勉強法・学習のコツ

条文は「背」じゃなく「引く」:宅建の条文検索ルーティン(現場メモ)

7ステップで条文を引く習慣をつける

2026年2月6日7分で読めます
宅建条文検索のルーティン

宅建の勉強って、つい「覚える量」で勝負しがちなんですが、現場にいると逆だな…と思うことが多いです。

条文は"背"じゃなく"引ける"ほうが強い。

丸暗記が不要って意味じゃなくて、「迷ったときに根拠に戻れる」だけで、ミスの質が変わります

今日は、私がやってる条文検索のルーティンをそのまま書きます。
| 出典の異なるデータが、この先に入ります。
PR #515, opened 2021-11-04
Additional data structs for snow

trontrytel:
The last of the peel offs from #506 Hopefully no changes as well. 🤞


charleskawczynski (approved):
LGTM. Sorry the tests are so brittle!

trontrytel:
> LGTM. Sorry the tests are so brittle!

No worries! They are extremely useful!

I will regenerate and update the mse tables after I run it again with updated aux order. Then r+ 🌦️

trontrytel:
Actually, I think the differences were only caused by the mse table changes from updated aux order. 🔥

PR #517, opened 2021-11-04
use latent heat const with T

trontrytel:
As discussed today, to be consistent with the definition of `theta_liq_ice` we should use constant latent heat.


trontrytel:
Curious how this will affect the plots...

charleskawczynski:
Ah, I think we need to bump Thermodynamics.jl, too, so that we update to the new version

yairchn:
> Curious how this will affect the plots...

Not sure what scares me more, that it would effect the plots, or that it would not effect them ....

trontrytel:
> Ah, I think we need to bump Thermodynamics.jl, too, so that we update to the new version

Right!

ilopezgp (approved):

charleskawczynski (approved):

yairchn (approved):

charleskawczynski (commented):
We could add type casting for type stability, but we can leave it for now and do a type-stability sprint sometime in the future.

PR #520, opened 2021-11-05
Use ClimaCore operators in get_GMV_CoVar

charleskawczynski:
Use ClimaCore operators in `get_GMV_CoVar`. It looks like this results in fewer allocations, so hopefully we'll see some micro improvements as we implement these more widely.


charleskawczynski:
@yairchn, @ilopezgp, @trontrytel, please review this (as it's a good representative example of how we can transition to ClimaCore operators). If you plan to use our TC.jl operators, please consider going straight to ClimaCore operators if possible.

charleskawczynski:
Awesome, this works out of the box

PR #522, opened 2021-11-05
Use ClimaCore operators in covariance_interdomain_src

charleskawczynski:


src/Turbulence_PrognosticTKE.jl
```diff
@@ -651,37 +651,21 @@ function compute_covariance_interdomain_src(
...
-                Δψ = ψ_up[k] - ψ_en[k]
-                aux_covar.interdomain[k] += tke_factor * aux_up[i].area[k] * (1.0 - aux_up[i].area[k]) * Δϕ * Δψ
-            end
-        end
+    @. interdomain = 0
+    @inbounds for i in 1:(edmf.n_updrafts)
+        ϕ_up = getproperty(prog_up[i], ϕ_var)
+        ψ_up = getproperty(prog_up[i], ψ_var)
+        a_up = aux_up[i].area
+        @. interdomain += tke_factor * a_up * (1 - a_up) * (Ic(ϕ_up) - Ic(ϕ_en)) * (Ic(ψ_up) - Ic(ψ_en))
```
simonbyrne, line 668: what are the types of all these objects?

charleskawczynski: They're all scalar fields, except `tke_factor`, which is a `Float64`

charleskawczynski: @simonbyrne, this turned out to be fine. Surprisingly, `@. interdomain = 0` was the issue. I guess we need to use `parent(interdomain) .= 0` for now.

charleskawczynski: (basically ran into [ClimaCore's 273](https://github.com/CliMA/ClimaCore.jl/issues/273))

PR #525, opened 2021-11-05
feat: add storage options to `default_namelist`

haakon-e:
In some cases I may want to

1. generate a default namelist for a case, without needing to saving it to file, or
2. specifying another location than `pwd` to store it to.

This PR resolves both issues.


charleskawczynski (approved):
Looks fine to me. Since this is pretty high-level stuff, can we get a second reviewer. @ilopezgp, what do you think?

ilopezgp (approved):
LGTM

PR #534, opened 2021-11-06
Use ClimaCore operators

charleskawczynski:


charleskawczynski:
Results are virtually unchanged, but I had to update the mse tables.

PR #799, opened 2022-02-10
Refactor `src/EDMF_Environment.jl`

charleskawczynski:
~In efforts of reducing dependence on `Cent`, we're trying to replace our `real_center_indices`/`real_face_indices` loops with broadcast expressions. One place where we have such a loop is in `src/EDMF_Environment.jl`, which happens to also be a part of the code that we'd like to try improving w.r.t. performance (it costs  about 20-30% of `∑tendencies!`).~

I spoke with @trontrytel, and we decided that renaming some of the other variables would be better in a separate PR since it affects many other places in the code. So this PR now only has the some small non-controversial name changes.

### DIFF
--- a/src/EDMF_Environment.jl
+++ b/src/EDMF_Environment.jl
@@ -112,9 +112,8 @@ function microphysics(en_thermo::SGSQuadrature, grid::Grid, state::State, precip
                 corr = max(min(aux_en.HQTcov[k] / sqrt(aux_en.Hvar[k] * aux_en.QTvar[k]), 1), -1)
                 sd2_hq = log(corr * sqrt(aux_en.Hvar[k] * aux_en.QTvar[k]) / aux_en.θ_liq_ice[k] / aux_en.q_tot[k] + 1)
                 sd_cond_h_q = sqrt(max(sd_h * sd_h - sd2_hq * sd2_hq / sd_q / sd_q, 0))
-                mu_q =
-                    log(aux_en.q_tot[k] * aux_en.q_tot[k] / sqrt(aux_en.q_tot[k] * aux_en.q_tot[k] + aux_en.QTvar[k]))
-                mu_h = log(
+                μ_q = log(aux_en.q_tot[k] * aux_en.q_tot[k] / sqrt(aux_en.q_tot[k] * aux_en.q_tot[k] + aux_en.QTvar[k]))
+                μ_h = log(
                     aux_en.θ_liq_ice[k] * aux_en.θ_liq_ice[k] /
                     sqrt(aux_en.θ_liq_ice[k] * aux_en.θ_liq_ice[k] + aux_en.Hvar[k]),
                 )
@@ -130,7 +129,7 @@ function microphysics(en_thermo::SGSQuadrature, grid::Grid, state::State, precip
                 # TODO - change 1e-13 and 1e-10 to some epislon
                 sd_q = min(sd_q, sd_q_lim)
                 qt_var = sd_q * sd_q
-                sigma_h_star = sqrt(max(1 - corr * corr, 0)) * sd_h
+                σ_h_star = sqrt(max(1 - corr * corr, 0)) * sd_h
             end
 
             # zero outer quadrature points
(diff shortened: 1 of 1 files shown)


src/EDMF_Environment.jl
```diff
@@ -93,44 +93,53 @@ function microphysics(en_thermo::SGSQuadrature, grid::Grid, state::State, precip
     inner_src = zeros(src_len)
     outer_src = zeros(src_len)
     i_ql, i_qi, i_T, i_cf, i_qt_sat, i_qt_unsat, i_T_sat, i_T_unsat = 1:env_len
-    i_SH_qt, i_Sqt_H, i_SH_H, i_Sqt_qt, i_Sqt, i_SH, i_Sqr, i_Sqs = 1:src_len
+    i_SH_qt, i_Sqt_θ, i_SH_θ, i_Sqt_qt, i_Sqt, i_SH, i_Sqr, i_Sqs = 1:src_len
+
```
trontrytel, line 97:
```suggestion
i_Sθ_qt, i_Sqt_θ, i_Sθ_θ, i_Sqt_qt, i_Sqt, i_Sθ, i_Sqr, i_Sqs = 1:src_len
```
We should replace h with θ everywhere.

trontrytel: To be consistent with the rest of the code it should actually be  `θ_liq_ice` and not just `θ`. Same for `qt` it should be `q_tot`. But that would make some of the lines here quite involved with underscores as we go through `inner` and `outer`, `sat` and `unsat` options. So maybe it makes sense to drop `_liq_ice` notation inside the quadratures loop.

src/EDMF_Environment.jl
```diff
@@ -93,44 +93,53 @@ function microphysics(en_thermo::SGSQuadrature, grid::Grid, state::State, precip
...
+    QTvar_en = aux_en.QTvar
+    Hvar_en = aux_en.Hvar
+    HQTcov_en = aux_en.HQTcov
+    q_tot_en = aux_en.q_tot
```
trontrytel, line 101: We could also replace those with 
```
qt_var_en = aux_en.qt_var
θ_var_en = aux_en.θ_var
θ_qt_cov_en = aux_en.θ_qt_cov
```

src/EDMF_Environment.jl
```diff
@@ -93,44 +93,53 @@ function microphysics(en_thermo::SGSQuadrature, grid::Grid, state::State, precip
...
+    θ_liq_ice_en = aux_en.θ_liq_ice
+    area_en = aux_en.area
+    qt_tendency_precip_formation_en = aux_en.qt_tendency_precip_formation
+    θ_liq_ice_tendency_precip_formation_en = aux_en.θ_liq_ice_tendency_precip_formation
+    cloud_fraction_en = aux_en.cloud_fraction
+    Hvar_rain_dt_en = aux_en.Hvar_rain_dt
+    QTvar_rain_dt_en = aux_en.QTvar_rain_dt
+    HQTcov_rain_dt_en = aux_en.HQTcov_rain_dt
```
trontrytel, line 110: θ_var_rain_dt_en = aux_en.θ_var_rain_dt
    qt_var_rain_dt_en = aux_en.qt_var_rain_dt
    θ_qt_cov_rain_dt_en = aux_en.θ_qt_cov_rain_dt

src/EDMF_Environment.jl
```diff
@@ -93,44 +93,53 @@ function microphysics(en_thermo::SGSQuadrature, grid::Grid, state::State, precip
...
-                sd_q = sqrt(aux_en.QTvar[k])
-                sd_h = sqrt(aux_en.Hvar[k])
-                corr = max(min(aux_en.HQTcov[k] / max(sd_h * sd_q, 1e-13), 1), -1)
+                sd_q = sqrt(QTvar_en[k])
+                sd_θ = sqrt(Hvar_en[k])
+                corr = max(min(HQTcov_en[k] / max(sd_θ * sd_q, 1e-13), 1), -1)
 
-                # limit sd_q to prevent negative qt_hat
-                sd_q_lim = (1e-10 - aux_en.q_tot[k]) / (sqrt2 * abscissas[1])
+                # limit sd_q to prevent negative q̂_tot
```
trontrytel, line 135: Not a big fan of the hat symbol here. I can barely see it, tbh.

trontrytel (commented):
Left some comments. Looks good otherwise. After we have the paper notation about the quadratures more settled I'll go over the file again and make sure we match the symbols we use in the paper.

(テクニックというより、手順の固定です)

条文を「引く」メリット(試験でも現場でも)

  • ひっかけに強くなる(主語・例外・期限の読み違いが減る)
  • "例外"が目に入る(ここが点数を分ける)
  • 次の論点につながる(関連条文まで自然に見える)

「覚えたつもり」より、「戻れる」を持つほうが安定します。

まず前提:条文検索は"読む"ためじゃなく"確認"するため

ここで沼る人が多いです。

× 条文を最初から最後まで読んで理解しようとする

問題の争点を決めて、必要な部分だけ確認する

条文は辞書みたいなもの。必要なところだけ引けばOKです。

宅建・条文検索ルーティン(7ステップ)

Step1:問題文の「名詞」に丸(2つで十分)

まずは単語を拾います。だいたい2つで足ります。

例)

  • 「重要事項説明」「交付」
  • 「建ぺい率」「敷地」
  • 「市街化調整区域」「建築」
  • 「報酬」「上限」

文章を丸ごと検索しない。単語だけ。

Step2:「どの法律の話か」を決める(迷ったら棚で分ける)

ざっくりでOKです。最初に棚を決めます。

キーワード 法律
35条/37条/媒介/報酬/免許/監督処分 宅建業法
用途地域/建ぺい率/容積率/道路/接道 建築基準法・都市計画法
市街化区域/調整区域/開発許可 都市計画法
農地転用 農地法

「この話どこだっけ?」を減らすのが目的。

Step3:検索キーワードを"短く"する(コツは2語)

検索は短いほうが当たります。

  • 「重要事項説明 35条」
  • 「報酬 上限 宅建業法」
  • 「建ぺい率 定義」
  • 「接道義務 42条」

長文は当たりにくいし、時間も溶けます。

Step4:条文番号にたどり着いたら、そこからは"上下"だけ見る

条文の中でも、見るのは基本この3点だけ。

  • 要件(〜の場合)
  • 効果(〜しなければならない/できる)
  • 例外(ただし…)

そして「前後の条」も1つずつチラ見します。例外や定義が隣にいることが多いので。

Step5:見つけた内容を「1行」に潰す(ここが一番効く)

私のメモはいつもこれです。

AならB。ただしC。

例)

  • 契約前に説明が必要(ただし…)
  • 一定の場合は許可(ただし…)
  • 原則はこれ、例外はこっち

"自分の言葉の1行"にすると、次に迷いません。

Step6:その場で「同タイプ」を1問だけ探す

条文を引いたら、同じテーマの過去問を1問だけ解きます。これで"引いた条文"が点数に変わる

Step7:翌日に「3分だけ」引き直す

復習は長くやりません。翌日に3分だけ引き直して、メモ(AならB。ただしC)を見直す。これで定着します。

うまく引けない時の"あるある"と回避

あるある①:用語が違ってて当たらない

試験問題は、条文の言い回しとズレてることがあります。

  • 「説明」↔「告知」「交付」
  • 「許可」↔「認可」「届出」
  • 「解除」↔「取消」

当たらない時は、同義語を1つだけ試す。

あるある②:法じゃなくて「施行令・施行規則」にいる

細かい数字や手続は、そっちにいることが多いです。法で見つからなければ「施行令」も疑う(ただし沼り過ぎない)。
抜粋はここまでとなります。